J’ai fait du vélo, et c’était le début du printemps. Il a fallu se réhabituer au bonheur de pédaler les bras nus dans une lumière crue : on s’y fait vite et bien.
L’objectif : sortie longue. 12 heures pour faire 140 km avec des parties bien roulantes, oui oui, j’ai pris mon temps. Mais que c’était bon !

La trace initiale prévue partait de Villefranche, que j’aurais rejoint par le train, et remontait par le GR, ou à peu près, jusqu’à chez moi. C’était sans compter la SNCF : mon train avait un « retard indéterminé », dixit le petit tableau à led. Gare déserte, c’est samedi matin : Tournus passe du statut de ville moribonde à ville morte pour le week end. Pas le temps d’attendre, pas l’envie surtout, je passe chez Benoit récupérer une fiole de liquide blanc et je file par l’échappatoire habituel : l’ancienne route d’Ozenay. Le triptyque Gratay-Grevilly-Cruzille en échauffement, montée jusqu’aux moines par le combe de Sagy -montée de malade, poussage à la fin. Tiens, au fait, y a des coins qui sont pas encore au courant qu’il y a plus de boue. Arrivé au GR, je prends le champ découvert lors du roc d’axé et le chemin qui coupe la route au mont Saint-Romain. Puis suite du GR : magnifique descente vers Cluny, qui sera tip top à essayer en montée le plus vite possible.

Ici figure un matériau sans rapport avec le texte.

PR #282, opened 2022-06-05
Replace deprecated `Formula.to_a`

Rylan12:
Remove disabled formulae runs [have not been succeeding](https://github.com/Homebrew/homebrew-core/runs/6741661030?check_suite_focus=true#step:5:23) because `Formula::to_a` is no longer allowed (as of https://github.com/Homebrew/brew/pull/13347). This PR replaces `Formula::to_a` with `Formula::all` to solve the problem.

De Cluny, direction Tramayes par un tronçon mi-chemin pour les tracteurs et les boeufs, mi-route pour ceux qui les conduisent, des ornières, de la boue, du plat qui fuse pas. Vient Saint-Cécile, patronne des musiciens : ce sera une java dans la colline : vraie bonne pioche de la sortie. Premier arrêt pour démonter et remonter ma fourche : il y a du jeu dans la direction. Plusieurs autres arrêts : rien d’efficace. Ce sera le nuage de cette journée, le caillou dans la chaussure.

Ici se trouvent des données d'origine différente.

PR #291, opened 2022-08-08
Update bottles failure and output composite action

mohzulfikar:
Based on the PR on Homebrew/homebrew-core#106155 the composite action will fail if we run it on Linux.
This is because the tests on Linux are using custom `workdir`. Thus, we need to somehow pass that directory to the composite action and make the tasks run in the appropriate directory. 
In this PR, I propose the approach to use `inputs`. Any feedback would be appreciated. Thank you.

### DIFF
--- a/failures-summary-and-bottle-result/action.yml
+++ b/failures-summary-and-bottle-result/action.yml
@@ -1,7 +1,7 @@
 name: Failures summary and bottle result
 description: Output the logs of the bottle generation and a summary of all step failures
 inputs:
-  workdir: 
+  workdir:
     description: Working directory of the result
     required: true
     default: ${{ github.workspace }}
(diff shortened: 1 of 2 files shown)


failures-summary-and-bottle-result/action.yml
```diff
@@ -1,17 +1,21 @@
...
       shell: bash
 
     - run: |
-        cat bottles/bottle_output.txt
-        rm bottles/bottle_output.txt
-      shell: bash
-
+        cat ${{ inputs.workdir }}/bottles/bottle_output.txt
+        rm ${{ inputs.workdir }}/bottles/bottle_output.txt
+      shell: bash
```
mistydemeo, line 21: End this file with a newline, please.

mistydemeo (changes requested):

failures-summary-and-bottle-result/action.yml
mohzulfikar: I've added a new line on the new commit. Thank you

mistydemeo (approved):
Thank you!

In the future, it'd be helpful if you make sure to quickly summarize what changes you're making in the pull request title.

Tramayes : le patron du bar est moustachu et a une bonne mémoire. Je lui devais 7 euros de cet été, quand on avait pris un coup après la terrible sortie de Saint-Mamert avec Penk et Topgir. Je lui lance : « je suis venu payer ma dette ». Il en est tout ému, il me paye « un canon ». Les gars au comptoir, pas au courant que dehors c’est le printemps, trouvent que « c’est rare l’honnêteté de nos jours ». Alors on trinque. Je me souviens que Hegel écrit quelque part que ce qu’on fait de bien, en fait, c’est une sacrée foutaise, puisque on en tire toujours quelque chose pour soi. Là, par exemple, je sors du troquet comme un seigneur, avec une auréole au-dessus de la tête. Et deux sous les bras. Bon, faut repartir. Re-démontage -inutile- de la fourche.

Passé Tramayes, mon etrex se fout de mon élan de bonté et tombe en syncope : oublié de changer les piles. Pas grave, c’est un GR. Bien indiqué. Sauf que je perds la trace. Je suis pas loin de Saint-Mamert : aller jusqu’à Villefranche, pourquoi pas, mais faudra poireauter à la gare un train qui aura du retard, bof. J’improvise un chemin du retour jusqu’à Mâcon. Coup de fil de madame au ski : elle s’éclate dans la poudreuse, en a plein les narines, elle rentrera ce soir. Alors changement de plan : je tente le retour à Sennecey en vélo.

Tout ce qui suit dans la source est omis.